PR #467, opened 2023-11-06
Configure GitHub action to ingest advisories in BigQuery

pdeslaur:
This will enable real-time updates to the BigQuery dataset.


luhring (approved):
😍

PR #471, opened 2023-11-06
grype fix GHSA-m425-mq94-257g

hectorj2f:
related to https://github.com/wolfi-dev/os/pull/8069


grype.advisories.yaml
```diff
@@ -4,6 +4,13 @@ package:
   name: grype
 
 advisories:
+  - id: CVE-2023-44487
```
luhring, line 7: Can you include the alias, too?

luhring (approved):

PR #476, opened 2023-11-06
helm: add advisories for GHSA-m425-mq94-257g

ajayk:


pdeslaur (approved):
That's a fun one! It'll be cool when we include detection information in advisories, that type of situation will make more sense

* * * * *

TRY IT: Counting only lines that contain the string "include", how many are there in the data above? Give the number alone.

ANSWER TO THIS TASK: 2